Extended Data Figure 8. Patients carrying the C9orf72 HRE show phenotypes indicative of nucleolar stress.

a) Another nucleolar component, nucleophosmin/B23 (green), shows a dispersed localization as seen for NCL in B lymphocytes from C9orf72 HRE patients. B23 (mouse monoclonal, B0556, Sigma) IF staining followed the manufacturer’s recommendations and the protocol described in Methods. B lymphocytes images were obtained as described in Methods. b) There is a significant increase in the total nuclear area occupied by B23 in B lymphocytes from a patient carrying the C9orf72 HRE when quantified similarly to NCL (Extended Data Figure 7a).

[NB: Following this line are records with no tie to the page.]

PR #760, opened 2022-02-14
Remove GOMAXPROC env var

### LINKED ISSUE #30214: Investigate upgrading docker-compose on managed instances
Use `cpu_shares` in our Docker-Compose deployments for managed instances instead of `cpus` to reduce the operational overhead in scaling services on our managed instances according to core count.

----
**old info / context**

Is this something we should plan on doing? Just for managed instances? To customer deployments as well?

https://sourcegraph.slack.com/archives/C030K5GRW7K/p1643152290009900?thread_ts=1643152162.009800&cid=C030K5GRW7K

----

_This action was created from [Incident 75 (Managed instance alerts not received)](https://app.incident.io/incidents/75?ctx=tqLXrxAp6JbXD7q3OxCRqBV2D%2B3w6iNBWNwfbtvXgQUZT1%2Fz5AwBWFj%2Bdcvj7ySu4klA%2BMzsWIvMHWdOF7qq13Txn%2Bzpn5Ouap0xkEdSAUTQlj6BaXwB1OggE7qi8LiB5aRU7aodS5jjXMU%3D) by Kevin Wojkovich, using [incident.io](https://app.incident.io) 🔥_

daxmc99:
Closes https://github.com/sourcegraph/sourcegraph/issues/30214 

We use [automaxproc](https://sourcegraph.com/search?q=context:global+repo:%5Egithub%5C.com/sourcegraph/sourcegraph%24%40main+automaxprocs&patternType=literal) in our codebase already. This env var just adds more docker-specific config that needs to be set. 

### Checklist

### DIFF
--- a/docker-compose/docker-compose.yaml
+++ b/docker-compose/docker-compose.yaml
@@ -74,7 +74,6 @@ services:
     mem_limit: '8g'
     environment:
       - DEPLOY_TYPE=docker-compose
-      - GOMAXPROCS=12
       - JAEGER_AGENT_HOST=jaeger
       - PGHOST=pgsql
       - CODEINTEL_PGHOST=codeintel-db
@@ -118,7 +117,6 @@ services:
     mem_limit: '8g'
     environment:
       - DEPLOY_TYPE=docker-compose
-      - GOMAXPROCS=4
       - PGHOST=pgsql
       - CODEINTEL_PGHOST=codeintel-db
       - CODEINSIGHTS_PGDATASOURCE=postgres://postgres:password@codeinsights-db:5432/postgres
@@ -150,7 +148,6 @@ services:
       codeintel-db:
         condition: service_healthy
 
-
   # Description: Stores clones of repositories to perform Git operations.
   #
   # Disk: 200GB / persistent SSD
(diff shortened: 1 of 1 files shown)


docker-compose/docker-compose.yaml
```diff
@@ -547,14 +536,14 @@ services:
   # would be bad but it can be rebuilt given enough time.)
   codeinsights-db:
     container_name: codeinsights-db
-    image: "index.docker.io/sourcegraph/codeinsights-db:insiders@sha256:72474269adad3a974c59323e063b45bb5933ec8121d5a34119bef504d7854f36"
+    image: 'index.docker.io/sourcegraph/codeinsights-db:insiders@sha256:72474269adad3a974c59323e063b45bb5933ec8121d5a34119bef504d7854f36'
```
caugustus-sourcegraph, line 539: Thank you!!

caugustus-sourcegraph (approved):
Is there any testing we need to do here to confirm automaxproc is working? Or do we already pretty much know that from the Kubernetes deployments?

daxmc99:
It is hard to directly test but since our metrics leverage `cpu_quota` and so does this package (https://sourcegraph.com/github.com/uber-go/automaxprocs/-/blob/internal/cgroups/cgroups.go?L40:2) if our container metrics stop reporting then we can infer this is working.

PR #761, opened 2022-02-16
Add migrator to pure-docker deployment

caugustus-sourcegraph:
Closes https://github.com/sourcegraph/sourcegraph/issues/31256

### Checklist

### DIFF
--- a/pure-docker/deploy-migrator.sh
+++ b/pure-docker/deploy-migrator.sh
@@ -1,0 +1,25 @@
+#!/usr/bin/env bash
+set -e
+
+# Description: Performs database migrations
+#
+# Network: 100mbps
+# Liveness probe: n/a
+# Ports exposed to other Sourcegraph services: none
+# Ports exposed to the public internet: none
+#
+
+docker run --detach \
+    --name=migrator \
+    --network=sourcegraph \
+    --restart=on-failure \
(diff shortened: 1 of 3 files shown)


michaellzc (approved):
lgtm

Should we highlight the migrator change in the pure_docker release notes for 3.37.0?

If we do, maybe we can start a thread in #release-guild so the next captain won't forget.

caugustus-sourcegraph:
> Should we highlight the migrator change in the pure_docker release notes for 3.37.0?

Yes, all the upgrade docs will need some documentation about the change - it's a pretty big one. I think Eric was working on a blog post that we'll be able to reference. I don't think the release captain should be responsible for writing the doc updates though; it can be done ahead of time. There's a separate conversation happening about what comms are needed / who's in charge.

michaellzc:
> > Should we highlight the migrator change in the pure_docker release notes for 3.37.0?
> 
> Yes, all the upgrade docs will need some documentation about the change - it's a pretty big one. I think Eric was working on a blog post that we'll be able to reference. I don't think the release captain should be responsible for writing the doc updates though; it can be done ahead of time. There's a separate conversation happening about what comms are needed / who's in charge.

yeah, as long as we reference the blog post from the release notes somewhere should be good enough 👍

PR #775, opened 2022-03-07
Reduce default resources on migrator container

caugustus-sourcegraph:
Adjust the defaults on the migrator container to be consistent with https://github.com/sourcegraph/deploy-sourcegraph/pull/4095. These are still probably too generous, but it's closer!

### Checklist

* [X] Sister [deploy-sourcegraph](https://github.com/sourcegraph/deploy-sourcegraph/pull/4095) change:

### Test plan

Ran docker-compose locally and confirmed migrator still worked.


danieldides (approved):
Realistically these can be lowered to basically nothing. The migrator just issues the SQL, the DB is doing all the work. Thank you for hunting down these values.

The data are means ± s.e.m. n = 38 and n = 49 for representative C9orf72 WT and C9orf72 HRE B lymphocytes, respectively. *P < 0.05. c) The processing of the 45S pre-rRNA into the mature 28S, 18S, and 5.8S rRNAs that occurs in the nucleolus is depicted. d) Maturation of the 45S pre-rRNA to the 28S, 18S, and 5.8S rRNAs is impaired in patients carrying the C9orf72 HRE. B lymphocytes from patients (n = 6) show a decrease in 45S rRNA processing, but the processing is significantly decreased in the motor cortex tissues of patients carrying the C9orf72 HRE relative to controls (n = 4, 3, and 6 for C9orf72 WT, non-C9orf72 ALS, and C9orf72 HRE, respectively). Furthermore, ALS patients that do not carry the C9orf72 HRE show no significant impairment in 45s maturation (non-C9orf72 HRE ALS, n = 3). The primers for 45S, 28S, 18S, and 5.8S rRNAs (Extended Data Table 1) were previously described⁴⁷. The linear-fold change in mature rRNA levels was normalized relative to the parent 45S rRNA levels. Data are means ± s.e.m. *P < 0.05.